The regenerated files are written under `outputs/`. The copies used for the
paper are stored under `data/`, `results/`, `figures/`, and `latex/`.

## Tables and Figures

The full experiment script regenerates the aggregate metrics, error-type recall
metrics, PNG figures, and LaTeX tables. The included tables are:

- `latex/main_results_table.tex`
- `latex/error_recall_table.tex`

The included PDF figures are:

- `figures/invalid_recall_by_verifier.pdf`
- `figures/recall_by_corruption_type.pdf`

## Paper-Result Mapping

- Table 2 comes from `results/aggregate_metrics.csv`.
- Table 3 comes from `results/error_type_recall.csv`.
- Figure 1 comes from `figures/`.
- Appendix B comes from `llm_pilot/pilot_summary.json`.

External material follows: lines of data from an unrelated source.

PR #682, opened 2023-12-14
docs(license): Update licenses

espendk:
- Change license of Contants.sol and TickLib.sol from BUSL-1.1 to MIT
- Replace Unlicense and BSD-2-Clause with MIT
- Replace AGPL-3.0 with AGPL-3.0-or-later
- Consistently use AGPL-3.0-or-later for tools, scripts, and tests
- Restore MIT license for OpenZeppelin code

### DIFF
--- a/CHANGELOG.md
+++ b/CHANGELOG.md
@@ -1,5 +1,12 @@
 # Next version
 
+- Update licenses:
+  - Change license of Contants.sol and TickLib.sol from BUSL-1.1 to MIT
+  - Replace Unlicense and BSD-2-Clause with MIT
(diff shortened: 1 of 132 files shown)


dontrolle (changes requested):
We need something in the CHANGELOG for this.

espendk:
> We need something in the CHANGELOG for this.

Indeed. I just forgot to push that commit - it's here: 8388696432a9c6fc04dd8b1ea5795a6706a8087c

dontrolle (approved):
I've checked for missing instances; and since the CHANGELOG has been updated I'm approving.

PR #684, opened 2023-12-15
docs(license): Replace AGPL with MIT

espendk:


dontrolle (approved):
Checked and looks good.

PR #729, opened 2024-02-16
feat: support blast yield

Louis-Amas:
---
- To see the specific tasks where the Asana app for GitHub is being used, see below:
  - https://app.asana.com/0/0/1206633588405271


maxencerb (dismissed):

script/core/deployers/BlastMangroveDeployer.s.sol
```diff
@@ -0,0 +1,60 @@
...
+
+import {BlastMangrove} from "@mgv/src/chains/blast/core/BlastMangrove.sol";
+import {MgvReader} from "@mgv/src/periphery/MgvReader.sol";
+import {MgvOracle} from "@mgv/src/periphery/MgvOracle.sol";
+import {IBlastMangrove} from "@mgv/src/chains/blast/IBlastMangrove.sol";
+import {Deployer} from "@mgv/script/lib/Deployer.sol";
+import {MgvReaderDeployer} from "@mgv/script/periphery/deployers/MgvReaderDeployer.s.sol";
+import {BaseBlast} from "@mgv/src/chains/blast/utils/BaseBlast.sol";
+
+contract MangroveDeployer is Deployer, BaseBlast {
```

The controlled benchmark contains 500 synthetic biomedical problems and 3,000
candidate solutions. It is deterministic under seed 42.

## LLM Pilot

The `llm_pilot/` directory contains the sampled problem identifiers, scored
outputs, manual-review flags, and pilot summary used for Appendix B. Raw API
responses are excluded to keep the supplement minimal and double-blind safe.
The scored outputs and summary are sufficient to inspect the reported pilot
counts.

Key files:

- `llm_pilot/sampled_problems.csv`
- `llm_pilot/scored_llm_outputs.csv`
- `llm_pilot/manual_review_needed.csv`
- `llm_pilot/pilot_summary.json`

The LLM pilot was a naturalistic check of final-answer parsing and verification;
it is not required to reproduce the controlled benchmark tables.

## Notes

BioDimBench is a synthetic, template-based benchmark. The controlled
corruptions isolate arithmetic, formula, unit, conversion, and plausible-scalar
wrong-unit failures. This design supports deterministic verification experiments
but does not claim clinical validity.